What the task requires:
Reply with one number only: the count of lines below that contain the word "JointPath".

Data records:
::::
PR #197, opened 2026-05-08
Support cylinder and mesh scene collision objects

### LINKED ISSUE #195: Add mesh (and cylinder) collision objects
Hi, 
I'm working on a scene replication function from Isaac Sim to RoboPlan. The main blocker is that right now I can't add mesh collision objects in RoboPlan (nor cylinder objects, which would be handy too).

Are there plans to add the mesh objects soon?

sea-bass:
What the title says. Also expanded the unit testing.

Closes #195.

image


pastoriomarco:
I verified that mesh objects load correctly now (see #195 ), thank you!

PR #201, opened 2026-05-11
Add MuJoCo pick-and-place example with Franka Panda

### LINKED ISSUE #190: Create simple pick and place sequence example with MuJoCo
Something like: using known ground truth pose of a cube, plan a collision free trajectory including pre-grasp locations with Cartesian motions, etc.

Can connect to MuJoCo to demonstrate this tool with something that has physics

crisiumnih:
Ref - #190 
Uses the Franka Panda model from MuJoCo Menagerie for physics simulation, and the FR3 URDF from roboplan's example models for motion planning (IK, RRT, TOPP-RA). I found out that the two models are kinematically near-identical so plans transfer directly.

Full sequence: SimpleIK for grasp/lift/place waypoints, RRT for collision-free joint-space motion, TOPP-RA for time parameterization, and manual cube tracking during carry.

Doubts - 
- someone would have to clone MuJoCo Menagerie, to run the example, is this a valid option?
- shall i add randomize cube spawn and place target within a safe reachable region to demonstrate planning.
- Uses the MuJoCo passive viewer only, shall I add keep Viser as main or both?

https://github.com/user-attachments/assets/3fb37729-67cb-496b-ba46-df0d2c00eeb2

### DIFF
--- a/roboplan_examples/python/example_pick_place_mujoco.py
+++ b/roboplan_examples/python/example_pick_place_mujoco.py
@@ -10,7 +10,7 @@ import tyro
 import xacro
 
 from common import MODELS
-from roboplan.core import CartesianConfiguration, JointConfiguration, JointPath, Scene
+from roboplan.core import Box, CartesianConfiguration, JointConfiguration, JointPath, PathShortcutter, Scene
 from roboplan.example_models import get_package_share_dir
 from roboplan.rrt import RRT, RRTOptions
 from roboplan.simple_ik import SimpleIk, SimpleIkOptions
@@ -60,8 +60,15 @@ def main(
     rrt_max_nodes: int = 4000,
     rrt_max_connection_distance: float = 1.5,
     rrt_collision_check_step_size: float = 0.05,
-    rrt_goal_biasing_probability: float = 0.15,
+    rrt_goal_biasing_probability: float = 0.4,
     rrt_connect: bool = True,
+    rrt_shortcut_iters: int = 200,
+    # Wall obstacle (blocks transport path, forces RRT to route around)
+    wall_x: float = 0.5,
+    wall_y: float = 0.2,
+    wall_half_size_x: float = 0.15,
+    wall_half_size_y: float = 0.01,
+    wall_half_size_z: float = 0.15,
     # TOPP-RA
     toppra_dt: float = 0.02,
     toppra_mode: SplineFittingMode = SplineFittingMode.Hermite,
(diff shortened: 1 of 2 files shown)


sea-bass:
Very cool!

> someone would have to clone MuJoCo Menagerie, to run the example, is this a valid option?

This is totally fine; they will also need to pip install mujoco as well. Since it's an example and not the core library, it's okay.

However, it would be even better if we could instead have our own MJCF XML file in the repo pointing to the same meshes. There should be several options for automatic conversion, including in https://github.com/ros-controls/mujoco_ros2_control

> shall i add randomize cube spawn and place target within a safe reachable region to demonstrate planning.

That would be cool, but not required. Maybe more important would be to have more obstacles in the scene; for example a wall between the pick and place locations.

> Uses the MuJoCo passive viewer only, shall I add keep Viser as main or both?

Viser would be able to show the RRT, which is nice, but it also would make the example code busy. How about no Viser, but we display the resulting path in the mujoco viewer?

crisiumnih:
Added changes

https://github.com/user-attachments/assets/1b28cb56-e0cd-45b2-a0f3-e6facd4c849a

sea-bass:
So, it seems the block clips the obstacle. Do we need to include it as a collision geometry in this example and allow collisions between it and the fingers/table?

Also the stop and go behavior in the RRT is expected with the default "Hermite" mode of the TOPPRA parameterizer. If you change this to "Adaptive" it should on average move much smoother!

roboplan_examples/python/example_pick_place_mujoco.py
```diff
@@ -0,0 +1,421 @@
...
+    lift_traj = plan_linear(grasp_solution, lift_solution, "Lift")
+    transport_traj = plan_rrt(lift_solution, preplace_solution, "Transport")
+    place_traj = plan_linear(preplace_solution, place_solution, "Place descent")
+    retreat_traj = plan_rrt(place_solution, start_jc, "Retreat")
+
+    # --- MuJoCo body IDs for cube tracking ---
+    hand_body_id = mujoco.mj_name2id(model, mujoco.mjtObj.mjOBJ_BODY, "hand")
+    cube_jnt_addr = model.jnt_qposadr[model.body_jntadr[cube_body_id]]
+
+    def draw_ee_path(traj, color: np.ndarray) -> None:
```
sea-bass, line 314: I wonder if we should.make a mujoco utils file in the examples to keep this in?

sea-bass:
Closing due to inactivity, and there has been another related example merged in by now.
::::
Task result:
2